(Record excerpts Opens)
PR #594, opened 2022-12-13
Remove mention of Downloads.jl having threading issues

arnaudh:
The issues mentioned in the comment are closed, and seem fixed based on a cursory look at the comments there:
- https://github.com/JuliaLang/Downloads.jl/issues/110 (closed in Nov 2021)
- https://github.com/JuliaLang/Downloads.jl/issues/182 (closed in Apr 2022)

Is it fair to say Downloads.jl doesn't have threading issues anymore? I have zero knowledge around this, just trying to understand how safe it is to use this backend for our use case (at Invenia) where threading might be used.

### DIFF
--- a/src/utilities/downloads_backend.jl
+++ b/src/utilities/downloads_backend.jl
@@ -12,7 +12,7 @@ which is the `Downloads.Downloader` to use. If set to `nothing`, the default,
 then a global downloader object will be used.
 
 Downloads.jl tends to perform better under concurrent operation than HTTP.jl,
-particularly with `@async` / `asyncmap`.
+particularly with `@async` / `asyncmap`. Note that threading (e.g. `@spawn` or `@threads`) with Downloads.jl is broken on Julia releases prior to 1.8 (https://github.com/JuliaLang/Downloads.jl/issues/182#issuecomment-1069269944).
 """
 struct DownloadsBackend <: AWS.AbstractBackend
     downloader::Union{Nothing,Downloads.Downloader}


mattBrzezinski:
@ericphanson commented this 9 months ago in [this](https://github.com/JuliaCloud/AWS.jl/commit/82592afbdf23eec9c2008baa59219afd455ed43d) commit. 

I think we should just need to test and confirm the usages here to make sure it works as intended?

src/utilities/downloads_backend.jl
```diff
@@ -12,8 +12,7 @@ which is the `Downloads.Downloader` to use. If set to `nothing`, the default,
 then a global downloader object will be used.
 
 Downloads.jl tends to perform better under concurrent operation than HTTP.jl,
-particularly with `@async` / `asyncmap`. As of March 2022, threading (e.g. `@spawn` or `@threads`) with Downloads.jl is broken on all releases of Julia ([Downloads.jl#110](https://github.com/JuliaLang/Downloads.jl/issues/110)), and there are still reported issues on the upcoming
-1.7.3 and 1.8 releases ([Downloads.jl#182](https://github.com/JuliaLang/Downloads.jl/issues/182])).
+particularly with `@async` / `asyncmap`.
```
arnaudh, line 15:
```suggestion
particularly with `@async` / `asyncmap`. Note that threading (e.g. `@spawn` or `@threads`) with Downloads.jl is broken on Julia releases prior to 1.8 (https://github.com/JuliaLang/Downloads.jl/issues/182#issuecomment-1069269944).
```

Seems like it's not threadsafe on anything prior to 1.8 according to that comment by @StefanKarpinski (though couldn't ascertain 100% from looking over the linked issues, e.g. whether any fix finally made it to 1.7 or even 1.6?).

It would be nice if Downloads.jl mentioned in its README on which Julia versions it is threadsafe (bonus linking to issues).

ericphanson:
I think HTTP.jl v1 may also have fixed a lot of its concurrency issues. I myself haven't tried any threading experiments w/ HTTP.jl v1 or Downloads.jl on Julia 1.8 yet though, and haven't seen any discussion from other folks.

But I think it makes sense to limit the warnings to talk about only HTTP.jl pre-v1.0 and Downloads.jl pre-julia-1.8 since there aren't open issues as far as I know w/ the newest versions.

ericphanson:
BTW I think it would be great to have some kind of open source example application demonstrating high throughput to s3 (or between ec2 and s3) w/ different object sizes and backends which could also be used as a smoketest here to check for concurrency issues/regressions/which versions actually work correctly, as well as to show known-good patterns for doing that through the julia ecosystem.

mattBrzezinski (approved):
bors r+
(Record excerpts Closes)
Retype the entire listing word for word.

Answer section
PR #594, opened 2022-12-13
Remove mention of Downloads.jl having threading issues

arnaudh:
The issues mentioned in the comment are closed, and seem fixed based on a cursory look at the comments there:
- https://github.com/JuliaLang/Downloads.jl/issues/110 (closed in Nov 2021)
- https://github.com/JuliaLang/Downloads.jl/issues/182 (closed in Apr 2022)

Is it fair to say Downloads.jl doesn't have threading issues anymore? I have zero knowledge around this, just trying to understand how safe it is to use this backend for our use case (at Invenia) where threading might be used.

### DIFF
--- a/src/utilities/downloads_backend.jl
+++ b/src/utilities/downloads_backend.jl
@@ -12,7 +12,7 @@ which is the `Downloads.Downloader` to use. If set to `nothing`, the default,
 then a global downloader object will be used.
 
 Downloads.jl tends to perform better under concurrent operation than HTTP.jl,
-particularly with `@async` / `asyncmap`.
+particularly with `@async` / `asyncmap`. Note that threading (e.g. `@spawn` or `@threads`) with Downloads.jl is broken on Julia releases prior to 1.8 (https://github.com/JuliaLang/Downloads.jl/issues/182#issuecomment-1069269944).
 """
 struct DownloadsBackend <: AWS.AbstractBackend
     downloader::Union{Nothing,Downloads.Downloader}


mattBrzezinski:
@ericphanson commented this 9 months ago in [this](https://github.com/JuliaCloud/AWS.jl/commit/82592afbdf23eec9c2008baa59219afd455ed43d) commit. 

I think we should just need to test and confirm the usages here to make sure it works as intended?

src/utilities/downloads_backend.jl
```diff
@@ -12,8 +12,7 @@ which is the `Downloads.Downloader` to use. If set to `nothing`, the default,
 then a global downloader object will be used.
 
 Downloads.jl tends to perform better under concurrent operation than HTTP.jl,
-particularly with `@async` / `asyncmap`. As of March 2022, threading (e.g. `@spawn` or `@threads`) with Downloads.jl is broken on all releases of Julia ([Downloads.jl#110](https://github.com/JuliaLang/Downloads.jl/issues/110)), and there are still reported issues on the upcoming
-1.7.3 and 1.8 releases ([Downloads.jl#182](https://github.com/JuliaLang/Downloads.jl/issues/182])).
+particularly with `@async` / `asyncmap`.
```
arnaudh, line 15:
```suggestion
particularly with `@async` / `asyncmap`. Note that threading (e.g. `@spawn` or `@threads`) with Downloads.jl is broken on Julia releases prior to 1.8 (https://github.com/JuliaLang/Downloads.jl/issues/182#issuecomment-1069269944).
```

Seems like it's not threadsafe on anything prior to 1.8 according to that comment by @StefanKarpinski (though couldn't ascertain 100% from looking over the linked issues, e.g. whether any fix finally made it to 1.7 or even 1.6?).

It would be nice if Downloads.jl mentioned in its README on which Julia versions it is threadsafe (bonus linking to issues).

ericphanson:
I think HTTP.jl v1 may also have fixed a lot of its concurrency issues. I myself haven't tried any threading experiments w/ HTTP.jl v1 or Downloads.jl on Julia 1.8 yet though, and haven't seen any discussion from other folks.

But I think it makes sense to limit the warnings to talk about only HTTP.jl pre-v1.0 and Downloads.jl pre-julia-1.8 since there aren't open issues as far as I know w/ the newest versions.

ericphanson:
BTW I think it would be great to have some kind of open source example application demonstrating high throughput to s3 (or between ec2 and s3) w/ different object sizes and backends which could also be used as a smoketest here to check for concurrency issues/regressions/which versions actually work correctly, as well as to show known-good patterns for doing that through the julia ecosystem.

mattBrzezinski (approved):
bors r+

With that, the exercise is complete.